WinRadio Advanced Digital Suite software FFT spectrum analyser and waterfall displays allow seamless realtime signal monitoring. It is limited by a fixed display size, and signal level resolution. There is no function to capture the display over time into images for quick analysis.
Spectran is a good shareware software tool with a dual function of FFT analyser and waterfall display with image capture in jpg files. It is somewhat limited in resolution by a fixed display size. WinRad is a very good shareware software tool with similar features to Spectran (same authors) but more powerful features such as inbuilt demodulation functions, high bandwidth capabilities and full screen display functionality.
HI Spectral Line Monitoring
So how can I effectively use a narrow bandwidth receiver with a basic frequency stability specification of parts in 10E-6, to monitor frequencies in the range of 1.4E+9. One way would be to lock the local oscillator (LO) to a relatively stable frequency source.
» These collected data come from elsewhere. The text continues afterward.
PR #386, opened 2026-06-05
feat(runtime): max-output-tokens follows scheduler default_token_limit

shsym:
Sibling PRs for this ticket:
- pie-project/pie#385 — https://github.com/pie-project/pie/pull/385
- shsym/RatioThink#50 — https://github.com/shsym/RatioThink/pull/50

## What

The G305e SDR does not have the capability to do this without serious modification, something I would prefer not to do. I do have a signal generator that I can use to inject a nominal or offset signal into the front end of the receiver but it's basic frequency stability is about the same as the receiver, possibly doubling the (worst case) error. The signal generator does have the capability to phase lock to an external 10MHz frequency standard.
Enter the Thunderbolt
Recently, I added a Trimble Thunderbolt GPS Disciplined Oscillator to the inventory for a couple of reasons/projects: (see the GPS Timing page)
- Use it somehow to stabilise the G305e SDR on the telescope for this project.
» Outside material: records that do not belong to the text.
PR #400, opened 2026-06-08
MCTS, Modular-Cache, Hierarchical-Attention Inferlet Examples

agmankaruse:
### Summary

This PR adds three new Pie example inferlet families: modular-cache, hierarchical-attention and MCTS reasoning.

The goal is to show a few more of the programmable-serving patterns described in the Pie paper, using small examples that are easy to build, run, and inspect. Each example is implemented across Rust, Python, and JavaScript so the same idea can be compared across SDKs.

The MCTS example demonstrates an iterative reasoning loop. It uses selection, expansion, rollout, evaluation and backpropagation to build a small reasoning tree before synthesizing a final answer.

The modular-cache example demonstrates application-controlled KV cache reuse. It breaks a prompt into dependency-ordered modules, saves snapshots after stable module prefixes and reuses the longest matching prefix when later launches share the same persistent `pie serve` engine.

The hierarchical-attention example demonstrates structured attention control. It chunks a prompt, keeps global instructions and chunk summaries visible, selects the most relevant chunk by lexical overlap and applies a BRLE attention mask during manual forward passes.

### Tests

I added host-side pure-logic tests for the parts that do not need a running Pie engine, including modular-cache ordering/keying, hierarchical-attention chunking and masks, and MCTS scoring/tree logic.

I also added E2E-style runners that launch the inferlets against the dummy driver and assert on structured control-flow output. These tests check that the examples run correctly and emit the expected traces, rather than trying to judge model quality.

## Release Notes

* **New Features**
  * Added hierarchical-attention inferlets for efficient prompt processing using hierarchical attention masks.
  * Added Monte Carlo Tree Search (MCTS) inferlets for reasoning-based generation tasks.
  * Added modular-cache inferlets for KV cache snapshots and reuse across inference runs.
  * All new inferlets available in JavaScript, Python, and Rust implementations.

### DIFF
--- a/inferlets/hierarchical-attention-js/Pie.toml
+++ b/inferlets/hierarchical-attention-js/Pie.toml
@@ -1,0 +1,21 @@
+[package]
+name = "hierarchical-attention-js"
+version = "0.1.0"
+description = "TypeScript hierarchical attention mask demo over chunk summaries plus selected local chunk"
+authors = ["Abraam Mankaruse"]
+
+[runtime]
+core = "^0.2.0"
+mcp = "^0.2.0"
+
+[parameters]
+prompt = {type = "string", optional = true, description = "User prompt"}
+max_tokens = {type = "int", optional = true, description = "Maximum number of output tokens"}
+
+chunk_size_words = {type = "int", optional = true, description = "Approximate words per chunk"}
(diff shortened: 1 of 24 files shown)


ingim:
Great work, @agmankaruse!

- Use it to generate a stable and accurate LO for two USRP SDRs configured as I & Q inputs on the telescope for this project.
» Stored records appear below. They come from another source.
PR #406, opened 2026-06-09
Add AsyncLM example inferlet (asynchronous LLM function calling)

evanc7007:
## Summary

  Adds `inferlets/async-lm`, a Pie inferlet implementing **AsyncLM** (Gim, Lee,
  Zhong — *Asynchronous LLM Function Calling*, [arXiv:2412.07017](https://arxiv.org/abs/2412.07017)).
  The model dispatches tool calls **without blocking** and keeps generating, so
  function-call latency overlaps token decoding instead of stalling on each call.

  Model ↔ runtime communicate over the paper's CML (Context Markup Language)
  token protocol:

  - `[CALL] <id> [HEAD] <code> [END]` — dispatch a call (non-blocking)
  - `[TRAP][END]` — pause generation until every dispatched call has returned
  - `[INTR] <id> [HEAD] <value> [END]` — runtime-injected result frame (read-only
    to the model)

  The inferlet drives the whole loop: an FSM parser scans the token stream for CML
  delimiters, each `[CALL]` fires as a real HTTP request on the `wstd` reactor, and
  each `[INTR]` result is injected back into the live `Generator`.

  ## Implementation

  - **CML FSM parser** — tracks Normal/Call/Trap/Intr states, handles BPE-merged
    delimiters (`][`, `]\n`, a leading `[` fused into the previous token), and
    bypasses CML matching inside `<think>…</think>` so protocol text the model
    quotes while reasoning isn't acted on.
  - **Five live tools** — weather, stock price, currency, time, Wikipedia, each a
    real web API; calls run concurrently with decode.
  - **`[INTR]` suppression** — a precomputed BRLE constraint mask bans the token
    ids unique to `[INTR]`, so the model can't forge a result frame; shared
    brackets stay sampleable.
  - **Trap-time scheduling** — a Keep/Recompute/Swap classifier backed by
    `[CALL]`-site checkpoints, a critical-section tracker so results inject only at
    safe parser boundaries, and optional mid-stream injection (deliver a result
    *before* the model reaches `[TRAP]`).
  - **Recompute** restores a `Context` snapshot and replays the completed frames.
    **Swap** is classified/logged but executes as Keep (see SDK limitations).

  Pie features exercised: `Context::{snapshot, open, delete}` for
  checkpoint/restore, token-level `Generator` driving
  (`next`/`execute`/`accept`/`clear_sampler`), `Constrain` masks, and `wstd` async
  HTTP.

  ## Diagnostic flags (switchable)

  Per review feedback, the instrumentation is kept but **off by default and
  toggled per-run** rather than hard-wired:

  | Flag | Default | Effect |
  |---|---|---|
  | `enable_trace` | false | machine-readable `[TRACE]` event stream for offline latency analysis (feeds the Gantt below) |
  | `enable_token_trace` | false | verbose per-token `[dbg]` decode/injection diagnostics |
  | `disable_checkpointing` | true | single unbroken generator session, always-Keep (max overlap); set false for paper-faithful checkpoint/restore + Recompute |
  | `emulate_unknown_tools` | false | treat non-live tools as BFCL latency-emulated calls instead of erroring |

  ## Results

  Measured on `no_think` (see limitations re: thinking mode). Latency is
  end-to-end task completion, async vs. synchronous and sync-parallel baselines,
  on a prompt set with genuine overlap opportunity (multi-step / dependent calls).

  **Positive — async overlaps function latency with decode and wins on
  multi-step / dependent-call workloads**, matching the paper's mechanism:

Async Benchmarks

  Per-call timeline (`enable_trace` → Gantt) showing calls completing *during*
  decode rather than at the trap:

p0_r03

  **Negative / where async doesn't help (and why):**

  - **Single-turn parallel lists → ~no win.** When the model dispatches every
    independent call in one batch and immediately traps, there's no prose window
    to overlap and (with short tool latency) nothing to hide. The win needs
    dependent multi-round structure or genuinely long tool latency.
  - **Reliable CML emission requires a sizable few-shot system prompt.** Without
    the default `system` prompt's rules + examples, models drift — mixing prose
    into `[CALL]` bodies, inventing calls for knowledge-only questions, or echoing
    `[INTR]` frames into output. *Cause: the CML control tokens are
    out-of-distribution and the model has no native async-dispatch notion, so the
    protocol has to be fully specified in-context. Smaller/quantized models need
    more guidance — e.g. mid-stream `[INTR]` echo is reliable on Qwen3-30B-A3B
    (Q4_K_M) but rare on Qwen3-235B-A22B (Q4_K_M).*
  - **Thinking mode is high-variance.** With Qwen3 thinking on, the model variably
    stalls inside `<think>` planning the CML before emitting any call, sometimes
    exhausting the token budget; `no_think` is recommended. *Cause: thinking
    interacts poorly with the strict output protocol — the model deliberates about
    the format instead of executing it, and deliberation length is unbounded.*
    Async still functions with thinking; the latency data is just noisy.

  ## SDK limitations surfaced

  - **No RAM-tier KV swap primitive** → Swap collapses to Keep.
  - **`Context::take()`** on active/on-GPU snapshots currently needs extra GPU
    pages; Recompute uses `Context::open()` + best-effort delete as a workaround.

  ## Testing

  Live-tested against `pie serve` (Qwen3-8B, plus remote Qwen3-30B-A3B and
  Qwen3-235B-A22B): parallel calls, dependent chains, checkpoint save/restore,
  `[TRAP]` drain + `[INTR]` injection, Keep/Recompute/Swap paths, mid-stream
  injection, and all four flags in both states.

  ## Files

  `inferlets/async-lm/{Cargo.toml, Pie.toml, src/lib.rs}` — standard inferlet
  layout (`[runtime]` + `[parameters]` manifest; `Cargo.lock` / `target`
  gitignored).

## Summary by CodeRabbit

* **New Features**
  * Added an async language-model component that runs tools concurrently over HTTP and injects their results into streaming output without blocking.
  * Exposed runtime generation controls (temperature, top-p, max-tokens, optional step ceiling) and cost-model tuning for interrupt/trap behavior.
  * Added checkpoint/restart support, mid-stream injection, token-level tracing/diagnostics, interrupt suppression, and an option to emulate unknown tools.

### DIFF
--- a/inferlets/async-lm/Cargo.toml
+++ b/inferlets/async-lm/Cargo.toml
@@ -1,0 +1,14 @@
+[package]
+name = "async-lm"
+version = "0.1.0"
+edition = "2024"
+
+[lib]
+crate-type = ["cdylib"]
+
+[dependencies]
+inferlet = { path = "../../sdk/rust/inferlet" }
+serde = { version = "1.0", features = ["derive"] }
+
+[profile.release]
+lto = true
--- a/inferlets/async-lm/Pie.toml
+++ b/inferlets/async-lm/Pie.toml
@@ -1,0 +1,25 @@
+[package]
+name = "async-lm"
+version = "0.1.0"
+description = "AsyncLM: asynchronous LLM function calling — non-blocking tool calls that overlap decoding (arXiv:2412.07017)"
+authors = ["Pie Team"]
+repository = "https://github.com/pie-project/pie"
+
+[runtime]
+core = "^0.2.0"
+mcp = "^0.2.0"
+
+[parameters]
+prompt = {type = "string", description = "The user message to answer"}
+system = {type = "string", optional = true, description = "System prompt to set assistant behavior (default: AsyncLM/CML protocol instructions)"}
+max_tokens = {type = "int", optional = true, description = "Maximum number of tokens to generate (default: 2048)"}
+temperature = {type = "float", optional = true, description = "Sampling temperature (default: 0.6)"}
+top_p = {type = "float", optional = true, description = "Top-p nucleus sampling threshold (default: 0.95)"}
+alpha_recompute_ns_per_tok2 = {type = "float", optional = true, description = "Recompute cost-model alpha in ns/token^2 (default: 800)"}
+beta_swap_ns_per_tok = {type = "float", optional = true, description = "Swap cost-model beta in ns/token (default: 400000)"}
+enable_midstream = {type = "bool", optional = true, description = "Enable safe-boundary mid-stream [INTR] injection — deliver a result before the model reaches [TRAP]; default false"}
+enable_trace = {type = "bool", optional = true, description = "Emit machine-readable [TRACE] timeline events for offline latency analysis; default false"}
+enable_token_trace = {type = "bool", optional = true, description = "Emit verbose per-token [dbg] decode/injection diagnostics; default false"}
+disable_checkpointing = {type = "bool", optional = true, description = "Skip per-call checkpointing and force trap strategy Keep (one unbroken generator session); default true (set false for paper-faithful checkpoint/restore + Recompute)"}
+emulate_unknown_tools = {type = "bool", optional = true, description = "Treat unknown tools as BFCL latency-emulated calls instead of erroring; default false"}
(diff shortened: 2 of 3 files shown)


evanc7007:
I can modularize the code into different sections if needed.

ingim:
Great work, @evanc7007 !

- An accurate UTC time source for observing and recording occultation events (optical astronomy)
- An accurate UTC time/frequency source for synchronising to a long baseline interferometer, now that the RA group is developing the HFI project.
If I use the Thunderbolt to stabilise the frequency of the signal generator output, all I should need to do is track the signal at an offset of say -100Hz (1420.40566MHz) and monitor any response other than the reference trace.
This would display any HI responses from sources at the nominal 1420.40576MHz
- local sources within the Milky Way galaxy do not have large doppler shifts (red shift below nominal) or blue shift (above nominal).
- Other HI signals with significant offsets would be from outside the Milky Way Galaxy and probably not within the 15kHz maximum IF of the SDR.
2 images of the injected 100Hz offset signal, level is about -105dBm @ approx. 1 metre from the feedhorn.
The G305e SDR has an Automatic Frequency Control (AFC) function which will allow this to work, but there are several minor disadvantages with this arrangement.
- the receiver requires a significant input signal level to operate the AFC correctly
- the reference trace is always centred on the display, halving the usable available bandwidth
- sources red shifted by 90 to 110Hz would be masked by the reference signal response.